I want to be angry at Edward. I really do, but I can't. It's not even that I was dazzled by him on my first day at Forks High school. Although that is true, I was. The pain, I can take, but it is the guilt that is exploding inside my heart. It is burning a hole in my soul.

I want to believe that Edward is different. He was able to tackle me. And I was in my cat form. Surly there is something about him that will make him invulnerable to stray fever. Please. When scratched by a werecat, one of two things happens: you die, or you transform into a stray werecat.

I don't want Edward to die. Even if he is already different. I don't think he would want this. I am letting my mind wander. It is hard to keep my attention The fire burning through my veins is intensifying.

Just like Faythe, I have now committed two out of the three capital crimes. The territorial council was not lead by our father at that time. Since Faythe was his daughter. The council had a hard time believing that Faythe had killed Andrew in self-defense. They gave in and gave her a warning and community service. Meaning, basically she was to be reinstated as one of her father's enforcers, except without pay.
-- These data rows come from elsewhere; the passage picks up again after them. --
PR #916, opened 2024-05-16
Generalize CSC assembler

termi-official:
These changes should be sufficient to allow assembly into CSC matrix types other than SparseMatrixCSC and the Symmtric counterpart.

Also a step towards shaping the interface for #628 , since resize is not allowed on the GPU.

## TODOs
* [x] Fix CI
* [x] Interface considerations

### DIFF
--- a/src/assembler.jl
+++ b/src/assembler.jl
@@ -144,13 +144,13 @@ matrix_handle(a::SymmetricCSCAssembler) = a.K.data
 vector_handle(a::AbstractCSCAssembler) = a.f
 
 """
-    start_assemble(K::AbstractSparseMatrixCSC;            fillzero::Bool=true, maxcelldofs_hint::Int=0) -> CSCAssembler
-    start_assemble(K::AbstractSparseMatrixCSC, f::Vector; fillzero::Bool=true, maxcelldofs_hint::Int=0) -> CSCAssembler
+    start_assemble(K::AbstractSparseMatrixCSC;            fillzero::Bool=true) -> CSCAssembler
+    start_assemble(K::AbstractSparseMatrixCSC, f::Vector; fillzero::Bool=true) -> CSCAssembler
 
 Create a `CSCAssembler` from the matrix `K` and optional vector `f`.
 
-    start_assemble(K::Symmetric{AbstractSparseMatrixCSC};                 fillzero::Bool=true, maxcelldofs_hint::Int=0) -> SymmetricCSCAssembler
-    start_assemble(K::Symmetric{AbstractSparseMatrixCSC}, f::Vector=Td[]; fillzero::Bool=true, maxcelldofs_hint::Int=0) -> SymmetricCSCAssembler
+    start_assemble(K::Symmetric{AbstractSparseMatrixCSC};                 fillzero::Bool=true) -> SymmetricCSCAssembler
+    start_assemble(K::Symmetric{AbstractSparseMatrixCSC}, f::Vector=Td[]; fillzero::Bool=true) -> SymmetricCSCAssembler
 
 Create a `SymmetricCSCAssembler` from the matrix `K` and optional vector `f`.
 
@@ -160,8 +160,6 @@ necessary for efficient matrix assembly. To assemble the contribution from an el
 
 The keyword argument `fillzero` can be set to `false` if `K` and `f` should not be zeroed
 out, but instead keep their current values.
-The keyword argument `maxcelldofs_hint` can be set to the largest number celldofs over all cells
-to eliminate runtime allocations.
 """
 start_assemble(K::Union{AbstractSparseMatrixCSC, Symmetric{<:Any,<:AbstractSparseMatrixCSC}}, f::Vector; fillzero::Bool)
 
--- a/src/assembler.jl
+++ b/src/assembler.jl
@@ -1,12 +1,19 @@
-struct Assembler{T}
+abstract type AbstractSparseAssembler end
+abstract type AbstractSparseCSCAssembler <: AbstractSparseAssembler end
+
+"""
+This assembler creates a COO (**coo**rdinate format) representation of a sparse matrix during
+assembly and converts it into a `SparseMatrixCSC{T}` on finalization.
+"""
+struct COOAssembler{T}
     I::Vector{Int}
     J::Vector{Int}
     V::Vector{T}
 end
 
-Assembler(N) = Assembler(Float64, N)
+COOAssembler(N) = COOAssembler(Float64, N)
 
-function Assembler(::Type{T}, N) where T
+function COOAssembler(::Type{T}, N) where T
     I = Int[]
     J = Int[]
     V = T[]
@@ -14,11 +21,11 @@ function Assembler(::Type{T}, N) where T
     sizehint!(J, N)
     sizehint!(V, N)
 
-    Assembler(I, J, V)
+    COOAssembler(I, J, V)
 end
 
 """
-    start_assemble([N=0]) -> Assembler
+    start_assemble([N=0]) -> COOAssembler
 
 Create an `Assembler` object which can be used to assemble element contributions to the
 global sparse matrix. Use [`assemble!`](@ref) for each element, and [`finish_assemble`](@ref),
@@ -33,24 +40,28 @@ as described in the [manual](@ref man-assembly).
     the same pattern. See the [manual section](@ref man-assembly) on assembly.
 """
 function start_assemble(N::Int=0)
-    return Assembler(N)
+    return start_assemble(Float64, N)
+end
+
+function start_assemble(t::Type{T}, N::Int=0) where T
+    return COOAssembler(t, N)
 end
 
 """
-    assemble!(a::Assembler, dofs, Ke)
+    assemble!(a::COOAssembler, dofs, Ke)
 
 Assembles the element matrix `Ke` into `a`.
 """
-function assemble!(a::Assembler{T}, dofs::AbstractVector{Int}, Ke::AbstractMatrix{T}) where {T}
+function assemble!(a::COOAssembler{T}, dofs::AbstractVector{Int}, Ke::AbstractMatrix{T}) where {T}
     assemble!(a, dofs, dofs, Ke)
 end
 
 """
-    assemble!(a::Assembler, rowdofs, coldofs, Ke)
+    assemble!(a::COOAssembler, rowdofs, coldofs, Ke)
 
 Assembles the matrix `Ke` into `a` according to the dofs specified by `rowdofs` and `coldofs`.
 """
-function assemble!(a::Assembler{T}, rowdofs::AbstractVector{Int}, coldofs::AbstractVector{Int}, Ke::AbstractMatrix{T}) where {T}
+function assemble!(a::COOAssembler{T}, rowdofs::AbstractVector{Int}, coldofs::AbstractVector{Int}, Ke::AbstractMatrix{T}) where {T}
     nrows = length(rowdofs)
     ncols = length(coldofs)
 
@@ -67,12 +78,12 @@ function assemble!(a::Assembler{T}, rowdofs::AbstractVector{Int}, coldofs::Abstr
 end
 
 """
-    finish_assemble(a::Assembler) -> K
+    finish_assemble(a::COOAssembler) -> K
 
 Finalizes an assembly. Returns a sparse matrix with the
-assembled values. Note that this step is not necessary for `AbstractSparseAssembler`s.
+assembled values. Note that this step is not necessary for the standard `AbstractSparseAssembler`s.
 """
-function finish_assemble(a::Assembler)
+function finish_assemble(a::COOAssembler)
     return sparse(a.I, a.J, a.V)
 end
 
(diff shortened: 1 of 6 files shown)


src/assembler.jl
```diff
@@ -99,20 +100,20 @@ Return a reference to the underlying matrix/vector of the assembler.
...
     f::Vector{Tv}
     permutation::Vector{Int}
     sorteddofs::Vector{Int}
 end
 
-function Base.show(io::IO, ::MIME"text/plain", a::Union{AssemblerSparsityPattern,AssemblerSymmetricSparsityPattern})
+function Base.show(io::IO, ::MIME"text/plain", a::AbstractSparseCSCAssembler)
     print(io, typeof(a), " for assembling into:\n - ")
     summary(io, a.K)
     if !isempty(a.f)
```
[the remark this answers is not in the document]
termi-official: Nice catch! Thanks. The functions already exist. :)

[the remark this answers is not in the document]
KnutAM: But e.g. `matrix_handle` returns the data stored inside the `Symmetric` wrapper, so I thought that was a different interface.

src/assembler.jl
```diff
@@ -164,22 +166,33 @@ stiffness (and force) in `A`, given the element degrees of freedom `dofs`.
...
-@propagate_inbounds function assemble!(A::AssemblerSymmetricSparsityPattern, dofs::AbstractVector{Int}, Ke::AbstractMatrix, fe::AbstractVector)
+@propagate_inbounds function assemble!(A::SymmetricCSCAssembler, dofs::AbstractVector{<:Integer}, Ke::AbstractMatrix, fe::AbstractVector)
     _assemble!(A, dofs, Ke, fe, true)
 end
 
-@propagate_inbounds function _assemble!(A::AbstractSparseAssembler, dofs::AbstractVector{Int}, Ke::AbstractMatrix, fe::AbstractVector, sym::Bool)
+@propagate_inbounds function _sortdofs_for_assembly(A::AbstractSparseAssembler, dofs::AbstractVector)
+    ld = length(dofs)
+    permutation = A.permutation
+    sorteddofs = A.sorteddofs
```
KnutAM, line 187: Here as well (but since you nicely extracted this function, could just dispatch on the union of the existing assemblers?)

src/assembler.jl
```diff
@@ -164,22 +166,33 @@ stiffness (and force) in `A`, given the element degrees of freedom `dofs`.
...
+    resize!(sorteddofs, ld)
+    copyto!(sorteddofs, dofs)
+    sortperm2!(sorteddofs, permutation)
+    return sorteddofs, permutation
+end
+
+@propagate_inbounds function _assemble!(A::AbstractSparseCSCAssembler, dofs::AbstractVector{<:Integer}, Ke::AbstractMatrix, fe::AbstractVector, sym::Bool)
     ld = length(dofs)
     @boundscheck checkbounds(Ke, keys(dofs), keys(dofs))
     if length(fe) != 0
```
KnutAM, line 198: And below here

src/assembler.jl
termi-official: What exactly is the issue here and below?

KnutAM: That the input is `AbstractSparseAssembler`, but specific fields are used (i.e. the implementer of an `AT <:  AbstractSparseAssembler` must provide these specific fields. 
In this case, I guess the function is specific to `Union{CSCAssembler, SymmetricCSCAssembler}`, and I would think it makes more sense to dispatch on that? 

A more general question perhaps for my understanding, what methods do you expect to redefine for a custom `AbstractSparseCSCAssembler`?

src/assembler.jl
```diff
@@ -99,59 +100,60 @@ Return a reference to the underlying matrix/vector of the assembler.
...
+        summary(io, f)
     end
 end
 
-matrix_handle(a::AssemblerSparsityPattern) = a.K
-matrix_handle(a::AssemblerSymmetricSparsityPattern) = a.K.data
-vector_handle(a::Union{AssemblerSparsityPattern, AssemblerSymmetricSparsityPattern}) = a.f
+matrix_handle(a::AbstractSparseCSCAssembler) = a.K
+matrix_handle(a::SymmetricCSCAssembler) = a.K.data
+vector_handle(a::AbstractSparseCSCAssembler) = a.f
```
KnutAM, line 128:
```suggestion
vector_handle(a::Union{CSCAssembler, SymmetricCSCAssembler}) = a.f
```

src/assembler.jl
termi-official: I see it as follows: We provide sensible defaults for these dispatches and if you want to do something different, then you can do so.

koehlerson: This is also the same for AbstractGrid and brings the advantage that you only need to dispatch the specific things that actually changed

That pearl of hope came with a price: Malone ordered our father to have Marc exiled.

Malone, who now is trying to take over my father's role as the leader, forced my father to choose between my sister and her boyfriend. Obviously, since Faythe is still alive, he chose Faythe. He can't go back on his word. Because there is a hearing sometime in the near future. Malone hopes to usurp Gregory's power. Gregory is my father.

And here I am, in the backseat of Edward's car. I was naked. Someone had placed a blanket or something over me.

I could sense another female in the back seat with me. "You can scream if you want," she whispered to me. "But it will not help. It is better to keep your mind occupied, than to think about burning." Two or three times I felt her pull the blanket back over my shoulder. She knew what was happening. Like she had been through this before.

He struck me as strange boy from the beginning. For some reason I was drawn to him. There was something about him. There was something just underneath the skin. This was something I cannot even begin to comprehend. I was enticed. I don't know how I feel, outside of the obvious.

I don't know what Edward is. He bit me, I realized. He bit me. He must have thought I was an animal. I was in cat form, after all. What kind of creature looks like a human but bites people? Well, let's say, bites living things. Even in pain, my brain refused to turn off. Then another thought flashed through my mind, Vampire.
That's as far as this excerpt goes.